Tigers select Florida righty Crawford with 20th pick

Tigers select Florida righty Crawford with 20th pick

Tigers select Florida righty Crawford with 20th pick

DETROIT -- The Tigers' return to the first round of the First-Year Player Draft took them back to a familiar theme: They went for power pitching.

With the 20th overall selection Thursday night, the Tigers selected University of Florida right-hander Jonathon Crawford, sticking with the organizational belief that a team can never have enough pitching. In Crawford's case, the Tigers are hoping they have their latest pitching prospect to follow in the footsteps of Justin Verlander, Rick Porcello, Drew Smyly and since-traded Jacob Turner.

The Tigers followed with the 39th pick by selecting University of Texas closer Corey Knebel, a hard-throwing right-hander with the chance to move quickly through the farm system. Detroit then rounded out Day 1 by tapping Vanderbilt University's squad for left-hander Kevin Ziomek with the 58th pick.

Crawford ranked 17th on MLB.com's list of top 100 Draft prospects, and was among the more highly followed college pitchers all spring after throwing a no-hitter for the Gators in the NCAA Tournament last year. With a mid-90s fastball, a solid two-seamer and a late-breaking slider, the 21-year-old has a power pitcher's foundation.

"He has a power arm with a plus slider," Tigers vice president of amateur scouting David Chadd said in a release Thursday evening, "and we're thrilled to have the opportunity to add him to our organization."

Chadd was among those who scouted the Tigers' top first-round options, including Florida at the SEC Tournament.

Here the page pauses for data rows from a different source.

PR #3864, opened 2019-12-17
create role helpers

billypchan:
## What's new in this PR?

Create helpers to access a role of a particiant in a conversation.

### DIFF
--- a/Wire-iOS/Sources/Helpers/UserType+ZMUser.swift
+++ b/Wire-iOS/Sources/Helpers/UserType+ZMUser.swift
@@ -41,6 +41,7 @@ extension UserType {
     }
 
     
+    ///TODO: mv to data model
     func isAdminGroup(conversation: ZMConversation?) -> Bool {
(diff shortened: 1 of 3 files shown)


Wire-iOS/Sources/Helpers/UserType+ZMUser.swift
```diff
@@ -45,4 +45,14 @@ extension UserType {
...
+
+    ///TODO: mv to data model
+    func participantRole(in conversation: ZMConversation?) -> ParticipantRole? {
+        return zmUser?.participantRoles.first(where: { $0.conversation == conversation })
+    }
+
+    ///TODO: mv to data model
+    func role(in conversation: ZMConversation?) -> Role? {
+        return participantRole(in: conversation)?.role
+    }
```
johnxnguyen: Why not move these to DM already?

billypchan: I will move them after approval, there are also some other methods should be moved.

The key for Crawford to become the Tigers' next pitching prospect is expected to be his ability to change speeds and round out his arsenal. Crawford was working on that this year with his changeup.

"I definitely feel I can get outs with it when I need to," Crawford said in a Friday morning conference call.

Crawford had mixed results this spring in his junior season at Florida, going 3-6 with a 3.84 ERA in 15 starts. He led the Gators with 86 2/3 innings, 37 walks and 69 strikeouts. He tossed 6 1/3 innings of one-run ball with five strikeouts against Austin Peay in the NCAA Regional last week before ending up with a no-decision. He still earned a spot on the regional All-Tourney Team.

"I guess it was a pretty big challenge," Crawford said of the expectations. "I don't think I dealt with it as well as I could have."

The season, plus the rise of other college arms, took its toll on Crawford's Draft prospects after once being considered a potential top 10 pick. The talent, however, is still there, and it still drew the Tigers' attention.

Just as important for the Tigers was Crawford's work last summer with Team USA, where he went 3-0 with a 2.10 ERA in six outings. Four of those appearances came against Cuba, including most of the roster that the country took into the World Baseball Classic this spring.

"That's what attracted us to Jonathan Crawford," Chadd said in a conference call Friday morning. "When you put the whole body of work, that helped us make our decision easier."

Crawford's sophomore year was his breakout season, when he produced a 6-2 record with a 3.13 ERA, including a 2.56 ERA in Southeastern Conference play. He also made the SEC Academic Honor Roll.

In the NCAA Regionals, Crawford had his shining moment, tossing a no-hitter against Bethune-Cookman. He faced one batter over the minimum as he helped the Gators on their way to the College World Series for the second consecutive year.

For a kid who didn't make the roster as a freshman on a Florida team that reached the championship round of the College World Series, it was a major step forward.

"He's grown up a lot," Florida coach Kevin O'Sullivan told The Gainesville Sun earlier this year. "He's very competitive. He lets his game do his talking. …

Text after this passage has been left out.